_GOAL OF THE EXERCISE_:
Where a line below contains "True", count it. Reply with the total only.

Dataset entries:
==============================

PR #201, opened 2023-11-16
Cascading Delete Tags

danielk1345:
## Notion task link

[Task Name](https://www.notion.so/uwblueprintexecs/Cascading-Tags-58fb5fab828147748139026c4a4d81dc?pvs=4)

## Implementation description
* Implemented the cascading delete so that it deletes all log record references with the associated tag and replaces that status field in the tags database

## Steps to test
1. Migrate your database and upgrade
2. Create sample tags in your tags database. Ex: INSERT into tags (name, status) VALUES ('tagA', 'Active');
3. Then, in the browser, create log records that have tags associated with them. Example body: 
`{
  "employee_id": 7,
  "resident_id": 2,
  "datetime": "2023-11-12T01:56:01.891Z",
  "flagged": false,
  "note": "lalala",
  "tags": ["tagA", "tagB", "tagC"],
  "building_id": 1
}
`
4. Then, try deleting a tag that is associated with the log record. Verify in your log_record_tag junction table that all entries with that tag_id have now been deleted.
5. Verify that the status column no longer exists in your database

* 

## Checklist


backend/app/models/tags.py
```diff
@@ -1,5 +1,6 @@
 from sqlalchemy import inspect
 from sqlalchemy.orm.properties import ColumnProperty
+from sqlalchemy.orm import backref
```
braydonwang: This import is unused, I think it can be removed

backend/migrations/versions/117790caec65_.py
```diff
@@ -0,0 +1,32 @@
...
+
+def upgrade():
+    # ### commands auto generated by Alembic - please adjust! ###
+    with op.batch_alter_table('tags', schema=None) as batch_op:
+        batch_op.drop_column('status')
+
+    # ### end Alembic commands ###
+
+
+def downgrade():
```
braydonwang, line 27: Running "flask db downgrade" fails and complains that the "status" column contains null values. I think it's safe to set all the tags in the db to "Active" when downgrading, since they wouldn't exist in the db if they were deleted.

braydonwang (approved):
Other than the two comments I left, everything else looks good! I tested it through Postman and everything works as expected. I'll approve this PR for now since the problems I found aren't too big

phamkelly17:
Screen Shot 2023-11-22 at 9 06 58 PM

not sure if somethings wrong on my end, but i'm not able to delete tags since theyre referenced in the `log_record_tag` table

phamkelly17:
in this file `supportive-housing/backend/app/models/log_record_tags.py`, would you need something like this:

```
    log_record_tag_id = db.Column(db.Integer, primary_key=True, nullable=False)
    log_record_id = db.Column(
        db.Integer, db.ForeignKey("log_records.log_id"), nullable=False
    )
    tag_id = db.Column(db.Integer, db.ForeignKey("tags.tag_id"), nullable=False, cascade="all, delete")
```

idk at all but just a thought

backend/migrations/versions/117790caec65_.py
connor-bechthold: I think this is okay - any existing tags created after this is merged shouldn't have the `status` column anyways so that should solve things

connor-bechthold:
> in this file `supportive-housing/backend/app/models/log_record_tags.py`, would you need something like this:
> 
> ```
>     log_record_tag_id = db.Column(db.Integer, primary_key=True, nullable=False)
>     log_record_id = db.Column(
>         db.Integer, db.ForeignKey("log_records.log_id"), nullable=False
>     )
>     tag_id = db.Column(db.Integer, db.ForeignKey("tags.tag_id"), nullable=False, cascade="all, delete")
> ```
> 
> idk at all but just a thought

so if you try and use the DELETE route (`/tags/{id}`) this works fine, however you're right that we don't really have cascading set up properly here. we should still be able to go and delete a tag manually and not have any foreign key constraint error. kelly is right about where the change is however I think we tried this before and it didn't work. i looked a little bit more and tested this out and it didn't complain with this (after creating a migration and upgrading)
```
tag_id = db.Column(db.Integer, db.ForeignKey("tags.tag_id", ondelete='CASCADE'), nullable=False)
```

all this does is trigger a cascading delete whenever that foreign key is deleted as well

connor-bechthold (approved):
awesome LGTM!!!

==============================

_RESPONSE TO THIS EXERCISE_:
2